Dans le film de Fritz Lang de 1927, Metropolis, un ouvrier se tient devant une horloge de taille humaine et fait bouger les aiguilles de l’horloge pour indiquer différentes ampoules disposées à l’extérieur du bord de l’horloge. Toutes les quelques secondes, deux des ampoules s’allument, et il est clair que le travail de l’ouvrier consiste à déplacer les aiguilles pour indiquer ces ampoules particulières plutôt que n’importe laquelle des autres.

C’est ce que j’appelle un Processus Robotique.

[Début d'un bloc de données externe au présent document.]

PR #1175, opened 2026-05-15
Hero Hitpoints and banneritem synced plus debugcommands

NatteTosti69:
## PR Checklist

Please check if your PR fulfills the following requirements:

- [ x ] All new classes have class-level documentation comments, if there are any at all
- [ ] Tests for the changes have been added (for bug fixes / features)

## PR Type
What kind of change does this PR introduce?

- [ ] Bug fix (non-breaking change that fixes an issue)
- [ x ] New feature (non-breaking change that adds functionality)
- [ ] Breaking change (fix or feature that would cause existing functionality to not work as expected)
- [ ] Refactoring (no functional changes, no api changes)
- [ ] Build related changes
- [ ] CI related changes
- [ ] Documentation update
- [ ] Other... Please describe:

## What is the current behavior?

adding sync for hero hitpoints and banneritem

## What is the new behavior?

Resolves # 1049

added hero.hitpoints and banneritem sync plus debugcommands

## Other information
Created EquipmentElementSerializer, a static custom serializer that transmits only the ItemObject.StringId instead of the full struct, since EquipmentElement is a struct that can't be decorated with protobuf attributes Registered the serializer in HeroSync using static method references DynamicSyncRegistry.AddSerializer signature to accept Func<byte[], TargetType> for the deserialize parameter Added IsCustomSerializer flag to DynamicSyncPropertyBuilder.GetTemplateData Updated SubscribeSetValueTemplate to use non-generic deserialize syntax for custom serializers, since they don't need a type parameter unlike RawSerializer.Deserialize<T> also added debugcommand to set hero.gold

PR #1177, opened 2026-05-16
Fix PartyBehaviorPatchTests after ObjectManager-based id lookup

AndreasOhmer:
## Summary
- Aligns `PartyBehaviorPatchTests` with the new `IObjectManager`-based id lookup introduced in commit 73723e32
- Replaces `party.Name` with `party.StringId` in the `IsPartyControlled` error log to avoid a `NullReferenceException` on partially-initialised parties

## Root cause
Commit 73723e32 (\"fixed old sting ids\") changed `PartyExtensions.IsPartyControlled` from using `party.StringId` directly to calling `objectManager.TryGetId(party, out var partyId)`. The existing `PartyBehaviorPatchTests` were not updated for the new flow:

- The test party is created via `ObjectHelper.SkipConstructor<MobileParty>()` and only has `StringId` assigned; it is never added to the `IObjectManager`.
- `TryGetId` therefore returns false and the failure branch executes `Logger.Error(\"...\", party.Name)`. The `MobileParty.Name` getter touches uninitialised internal state on a `SkipConstructor` instance, throwing `NullReferenceException`.

Both `UncontrolledParty_SkipsMethod` and `ControlledParty_RunsMethod` fail with the same NRE for this reason.

## Changes
1. `PartyBehaviorPatchTests` now register the test party with `IObjectManager.AddExisting(party.StringId, party)` and resolve the id back through `TryGetId` to feed `IControlledEntityRegistry.RegisterAsControlled`. This mirrors the production flow in `MobilePartyRegistry.RegisterAllObjects`.
2. `PartyExtensions.IsPartyControlled` logs `party.StringId` instead of `party.Name`, matching the defensive style of `MobilePartyAuditData` and `SkillHelperRobustnessPatches`.

## Test plan
- [x] `dotnet test source/GameInterface.Tests --filter PartyBehaviorPatchTests`: 0/2 -> 2/2
- [x] `dotnet test source/GameInterface.Tests` (full suite): 202/215 -> 204/215 (no regression)
- [x] `dotnet test source/Common.Tests`: 34/34 (unchanged)
- [x] `dotnet build Coop.sln`: no new errors introduced

🤖 Generated with [Claude Code](https://claude.com/claude-code)

### DIFF
--- a/source/GameInterface.Tests/Services/Parties/Patches/PartyBehaviorPatchTests.cs
+++ b/source/GameInterface.Tests/Services/Parties/Patches/PartyBehaviorPatchTests.cs
@@ -3,6 +3,7 @@ using Common.Messaging;
 using Common.Util;
 using GameInterface.Services.Entity;
 using GameInterface.Services.MapEvents.Patches;
+using GameInterface.Services.ObjectManager;
 using GameInterface.Tests.Bootstrap;
 using System;
 using TaleWorlds.CampaignSystem.Party;
@@ -29,6 +30,9 @@ public class PartyBehaviorPatchTests : IDisposable
         var party = ObjectHelper.SkipConstructor<MobileParty>();
         party.StringId = "TestEntityId";
 
+        var objectManager = Container.Resolve<IObjectManager>();
+        objectManager.AddExisting(party.StringId, party);
+
         var dt = 0.1f;
 
         // Act
@@ -48,9 +52,13 @@ public class PartyBehaviorPatchTests : IDisposable
 
         var idProvider = Container.Resolve<IControllerIdProvider>();
         var entityRegistry = Container.Resolve<IControlledEntityRegistry>();
+        var objectManager = Container.Resolve<IObjectManager>();
+
+        objectManager.AddExisting(party.StringId, party);
+        objectManager.TryGetId(party, out var partyId);
 
         idProvider.SetControllerId(controllerId);
-        entityRegistry.RegisterAsControlled(controllerId, party.StringId);
+        entityRegistry.RegisterAsControlled(controllerId, partyId);
 
         var dt = 0.1f;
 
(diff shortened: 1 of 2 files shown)


garrettluskey (dismissed):

AndreasOhmer:
Rebased onto current `development` after #1166 (`1.3-interactions`) was merged.

Conflict was a 1-line `using` change — the file under test (`EncounterManagerPatches`) moved from `GameInterface.Services.MobileParties.Patches` to `GameInterface.Services.MapEvents.Patches`. Resolution: keep the new namespace and add `using GameInterface.Services.ObjectManager;` for the test-side registration introduced by this PR.

Transparency: I could not run the tests locally on this rebase. After the `1.3-interactions` merge, `Coop.Core.csproj` references `Scriban 7.1.0` but `GameInterface` (via #1178) now requires `Scriban 7.2.0` — NuGet refuses with `NU1605` (package downgrade) so the test projects don't restore. I'll open a separate small PR bumping `Coop.Core`'s Scriban to 7.2.0 so this and other PRs can build green again.

Please re-run CI once that lands.

AndreasOhmer:
Re-rebased onto current `development` after #1175 + #720e8b1f (Scriban fix) landed.

The conflict resolution from my previous rebase still applies (uses new `MapEvents.Patches` namespace + adds `using GameInterface.Services.ObjectManager`). Verified locally:

```
GameInterface.Tests --filter PartyBehaviorPatchTests:
  Passed: 2/2
```

The test container's `PartyExtensions.IsPartyControlled` requires the party to be registered in `IObjectManager` so it can resolve a `partyId` — this PR adds the `objectManager.AddExisting()` + `TryGetId()` plumbing in both test methods.

Note: `GameInterface.Tests` as a whole has many pre-existing failures (~168) on `development` post-#1166, but the targeted `PartyBehaviorPatchTests` pass. Those other failures are orthogonal and need separate fixes.

garrettluskey (approved):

Mais au fil du film, il devient évident que la tâche de l’ouvrier ne se limite pas à surveiller les ampoules allumées et à déplacer les aiguilles de l’horloge en conséquence. Sur le même panneau que l’horloge sont disposés plusieurs jauges et cadrans qui sont en quelque sorte affectés par ce que l’homme fait, et qui semblent avoir des seuils de sécurité déclenchés si quelque chose commence à mal tourner. À en juger par la réaction de l’homme lorsqu’il est fatigué et que les aiguilles des cadrans commencent à grimper de façon alarmante vers leurs zones rouges, c’est aussi son travail de garder ces cadrans sous contrôle, et il semble y avoir de très grands leviers sur le côté que nous supposons qu’il doit utiliser « en cas d’urgence ».

Fritz Lang fait un point important sur l’automatisation dans ces scènes, un point qui a imprégné notre vision des futurs dystopiques de la science-fiction depuis lors. Faire exécuter des processus robotiques aux humains peut être déshumanisant, mais remplacer les humains par des robots risque de provoquer une catastrophe si ces processus soi-disant robotiques commencent à se comporter de manière inattendue.

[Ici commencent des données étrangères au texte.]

PR #1280, opened 2026-06-06
Fix Harmony global UnpatchAll crash on coop session teardown

garrettluskey:
GameInterface.UnpatchAll() called the parameterless Harmony.UnpatchAll(), which is HarmonyLib's global unpatch: it removes every patch in the process regardless of owning id -- the base game's patches, other mods', and the test bootstrap's included. Leaving a coop session therefore stripped patches the engine and other mods depend on, crashing the game. Scope the teardown to Coop's own id via harmony.UnpatchAll(harmony.Id).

Ce problème n’est pas résolu par la RPA, car les « bots » RPA sont des sortes de robots particulièrement stupides. Les bots RPA n’obtiennent leurs avantages par rapport à d’autres formes de l’informatique, comme la programmation, que parce qu’ils apprennent ce qu’il faut faire en observant leurs homologues humains et en reproduisant ensuite leur comportement humain, soi-disant stupide.

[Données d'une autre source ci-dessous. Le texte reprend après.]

PR #1295, opened 2026-06-08
Battle Simulation

### LINKED ISSUE #1192: Player Battle Simulation
# For New Contributors

## Description

Sync Simulation for player battles (Player vs AI)
Essentially the Send Troops button

## Location

## Definition of Done

EgardA:
## PR Checklist

## PR Type

- [ ] Build related changes
- [ ] CI related changes
- [ ] Documentation update

## What is the new behavior?

Resolves #1192


source/GameInterface/Services/MapEvents/Handlers/BattleSimulationRunHandler.cs
```diff
@@ -0,0 +1,264 @@
...
+    }
+
+    /// <summary>[Client] Resolve a streamed round and queue it for playback.</summary>
+    private void Handle_NetworkBattleSimulationRound(MessagePayload<NetworkBattleSimulationRound> payload)
+    {
+        var message = payload.What;
+        if (message.Changes == null || message.Changes.Length == 0)
+            return;
+
+        var resolved = new List<BattleSimulationReplay.ResolvedChange>(message.Changes.Length);
```
ShoT-UPfps: I think we need to wrap 219-234 here with GameLoopRunner.RunOnMainThread since:

1. the code block interacts with `objectManager` 
2. code block uses `TryResolveCharacterObject`
3. line 234 enqueues to `Queue`

which are otherwise at risk of race conditions

source/GameInterface/Services/MapEvents/Handlers/BattleSimulationRunHandler.cs
```diff
@@ -0,0 +1,264 @@
...
+        }
+
+        if (resolved.Count > 0)
+            BattleSimulationReplay.EnqueueRound(resolved.ToArray());
+    }
+
+    /// <summary>[Client] Server finished simulating: end playback once the queued rounds drain.</summary>
+    private void Handle_NetworkBattleSimulationFinished(MessagePayload<NetworkBattleSimulationFinished> payload)
+    {
+        if (PlayerEncounter.CurrentBattleSimulation == null)
```
ShoT-UPfps: I think we need to wrap 240-246 here with GameLoopRunner.RunOnMainThread since:

1. line 240 could be mutated at the same time
2. line 246 updates the `finishRequested` flag

source/GameInterface/Services/MobileParties/Handlers/PartyLeaderHandler.cs
```diff
@@ -0,0 +1,71 @@
...
+        if (payload.What.NewLeader != null && !objectManager.TryGetIdWithLogging(payload.What.NewLeader, out leaderHeroId))
+            return;
+
+        network.SendAll(new NetworkChangePartyLeader(mobilePartyId, leaderHeroId));
+    }
+
+    /// <summary>[Client] Apply the leader change.</summary>
+    private void Handle_NetworkChangePartyLeader(MessagePayload<NetworkChangePartyLeader> payload)
+    {
+        if (!objectManager.TryGetObjectWithLogging<MobileParty>(payload.What.MobilePartyId, out var mobileParty))
```
ShoT-UPfps: I think we need to wrap 56-69 here with GameLoopRunner.RunOnMainThread since:

1. lines 56 + 60 reads from `objectManager` which could be getting updated at the same time
2. line 65 mutates parties which (as I understand it) is only supposed to be done by the main thread

source/GameInterface/Services/MapEvents/Handlers/BattleSimulationRunHandler.cs
```diff
@@ -0,0 +1,264 @@
...
+            {
+                rounds++;
+                sim.MapEvent.SimulatePlayerEncounterBattle();
+
+                var changes = sim.Observer.FlushRound();
+                if (changes.Length > 0)
+                    network.Send(sim.Peer, new NetworkBattleSimulationRound(mapEventId, changes));
+            }
+
+            if (sim.MapEvent.HasWinner)
```
ShoT-UPfps, line 198: If I understand correctly, most of this workflow depends on the client. The server only continues when it receives a `NetworkAdvanceBattleSimulation` and it only restores the observer and removes `activeSimulations` entry when `HasWinner` is true. 

If the client crashes or otherwise drops connection and doesn't reconnect, server doesn't receive any more `NetworkAdvanceBattleSimulations` and the resources are never cleaned up nor does the simulation advance.

I think we might need something that detects the player is disconnected and restores the observer and drops the `activeSimulations` entry. I guess the server should finish the sim on its own at that point?

source/GameInterface/Services/MapEvents/Messages/Start/BattleSimulationStarted.cs
```diff
@@ -0,0 +1,19 @@
...
+using TaleWorlds.CampaignSystem.MapEvents;
+
+namespace GameInterface.Services.MapEvents.Messages.Start;
+
+/// <summary>
+/// [Client] Raised when the local player opens the auto-resolve battle simulation screen
+/// (<c>MapState.StartBattleSimulation</c>). Forwarded to the server so the server can run the
+/// authoritative simulation for this <see cref="TaleWorlds.CampaignSystem.MapEvents.MapEvent"/>.
+/// </summary>
+internal readonly struct BattleSimulationStarted : IEvent
```
ShoT-UPfps, line 11: general question, I didn't sim much in native Bannerlord. Can parties join mid-way? If yes, do we want to / need to handle another player joining the sim in this PR? and does the current implementation properly handle when an AI party joins midway?

source/GameInterface/Services/MapEvents/Patches/PlayerDefeatCapturePatch.cs
```diff
@@ -0,0 +1,92 @@
...
+/// deactivate — not destroy — the party), then remove those parties from the list vanilla processes so it
+/// never runs its destroy path on them.
+/// </remarks>
+[HarmonyPatch(typeof(MapEvent), "CaptureDefeatedPartyMembers")]
+internal class PlayerDefeatCapturePatch
+{
+    private static readonly ILogger Logger = LogManager.GetLogger<PlayerDefeatCapturePatch>();
+
+    [HarmonyPrefix]
+    private static void Prefix(MBReadOnlyList<MapEventParty> winnerParties, ref MBReadOnlyList<MapEventParty> defeatedParties)
```
ShoT-UPfps: i think this prefix already exists at `PlayerStartCaptivityPatches.cs:Prefix_CaptureDefeatedPartyMembers`

I guess we need to merge the two of them. Also the existing one handles retreats but this new one doesn't. At the same time, the existing one doesn't do the `defeatedParties` filtering that this one does. Probably best to remove this file and merge the updates into the existing one

source/GameInterface/Services/MobileParties/Patches/ChangePartyLeaderPatch.cs
```diff
@@ -0,0 +1,31 @@
...
+
+namespace GameInterface.Services.MobileParties.Patches;
+
+/// <summary>
+/// Replicates party leader changes from the server. The leader is what gives a party its nameplate and
+/// drives its map visual, and nothing else syncs it - so a server-side <c>ChangePartyLeader</c> (e.g. when
+/// a captured hero is removed, or restored on release) would otherwise leave the client's party leaderless.
+/// </summary>
+[HarmonyPatch(typeof(MobileParty))]
+internal class ChangePartyLeaderPatch
```
ShoT-UPfps, line 18: according to the docstring,  this patch is only needed so that it won't "leave the client's party leaderless."

But the `ChangePartyLeader` will happen constantly as AI parties battle, right? and we will be publishing a ton of messages for those AI battles as well with the current `Prefix` implementation.

can we add another check to make sure that we are only broadcasting when a player is impacted? or do we really need to broadcast all of them here?

ShoT-UPfps:
@garrettluskey et al., as I was reading through this PR and looking at `ObjectManager` I noticed that many of the existing methods e.g.. `ObjectManager.TryGetId` uses a `lock (_gate)` to avoid race conditions but  `TryGetObject` and `Contains(object)` do not.

I haven't been able to understand why that is, and it does seem to me that they should. This PR makes several calls to `TryGetObject` which could be getting mutated at the same time by main thread calling `Add` or `Remove`. 

do you see the same issue, or am i missing something?

source/GameInterface/Services/MapEvents/BattleSimulationReplay.cs
```diff
@@ -0,0 +1,169 @@
...
+    {
+        if (simulation == null || mapEventId == null || simulation.IsSimulationFinished)
+            return;
+
+        // Replay everything the server has sent so far onto the scoreboard.
+        while (arrivedRounds.Count > 0)
+            ApplyRound(simulation, arrivedRounds.Dequeue());
+
+        // Finish only once the server is done and all streamed rounds have been shown.
+        if (finishRequested && arrivedRounds.Count == 0)
```
ShoT-UPfps: once we reach this line, `arrivedRounds.count` is guaranteed to be 0 because the previous code block loops until `arrivedRounds.Count > 0`.

therefore line 111 is unreachable; if `finishRequested` is true, the method will always return on line 107

source/GameInterface/Services/MapEvents/Patches/PlayerHeroSimulationExclusionPatch.cs
```diff
@@ -0,0 +1,49 @@
...
+    private static void Postfix(List<(FlattenedTroopRosterElement, MapEventParty, float)> priorityList, bool includePlayer)
+    {
+        // includePlayer is true for real missions (players fight) and false for auto-resolve.
+        if (includePlayer || priorityList == null)
+            return;
+
+        priorityList.RemoveAll(entry => IsPlayerMainHero(entry.Item1));
+    }
+
+    private static bool IsPlayerMainHero(FlattenedTroopRosterElement element)
```
ShoT-UPfps: can we simplify by reusing `element.Troop?.HeroObject?.IsPlayerHero()` instead?

source/GameInterface/Services/MapEvents/Handlers/BattleSimulationRunHandler.cs
```diff
@@ -0,0 +1,264 @@
...
+        {
+            int rounds = 0;
+            while (rounds < maxRounds && rounds < MaxSimulationRounds && !sim.MapEvent.HasWinner)
+            {
+                rounds++;
+                sim.MapEvent.SimulatePlayerEncounterBattle();
+
+                var changes = sim.Observer.FlushRound();
+                if (changes.Length > 0)
+                    network.Send(sim.Peer, new NetworkBattleSimulationRound(mapEventId, changes));
```
ShoT-UPfps: if user "Skips" the round sequence, then the rounds get processed immediately and each round sends `NetworkBattleSimulationRound` + the casualty syncs.

If the user doesn't skip then those rounsd and casualty syncs get spread out more over time, but with skip it's gonna send a ton of packets in a very short interval. This will cause the server's outbound packet queue to get overloaded and the server's gonna pause the game for the queue to drain.

since skip is jumping to the end anyway, can we send a single final snapshot instead of streaming every round + per-casualty packet? that way, regardless of how many rounds or casualties, clients just consume one packet?

ShoT-UPfps (dismissed):
Mostly looks good. Some race condition concerns and other minor issues.

EgardA:
Thanks for the comments, this is now updated to work better :) There may still be some issues with more than 1 party

source/GameInterface/Services/MapEvents/Messages/Start/BattleSimulationStarted.cs
EgardA: This is not handled at the moment, might look into adding it but harder to test.

ShoT-UPfps: which part isn't handled? the AI parties joining, a real player joining, or both?

EgardA: A real player currently cannot join any player map event so that's not a problem at the moment. But AI is not specifically handled but not sure how it would look with this as it hasn't happened to me yet

ShoT-UPfps: works for me. I'm fine with moving forward without that verification, but do you think an issue should be created to look at this edge case so that it's not forgotten? or will you remember to look at it soon?

EgardA: If it's an issue we will catch it straight away in testing :)

ShoT-UPfps (approved):
looks good now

Placez donc un bot RPA devant l’ouvrier de l’horloge de Metropolis, et ce bot va se heurter à trois problèmes assez fondamentaux.

Le premier est que, même en fonctionnement normal, le nombre de combinaisons possibles pour deux lumières autour de l’horloge est 2 116 (il y a 46 lumières autour de l’horloge, 43 étiquetées 1-43 plus trois autres étiquetées I, II et III), et certaines de ces combinaisons peuvent se produire très rarement. Un bot RPA ne peut pas être programmé (à proprement parler, mais voir plus loin) avec l’instruction « déplacer les aiguilles de l’horloge vers les ampoules allumées », tout ce qu’il peut faire est d’observer l’ouvrier de l’horloge humain et de copier, bêtement, ce que fait l’ouvrier humain. La base de connaissances du bot consistera donc en une série d’instructions du type « lorsque les ampoules 12 et 37 sont allumées, et aucune autre, déplacez les aiguilles de l’horloge sur les positions 12 et 37 ». Si cette combinaison particulière ne se produit pas lors de la formation, le robot ne saura pas quoi faire si cette combinaison se produit ensuite en « live ».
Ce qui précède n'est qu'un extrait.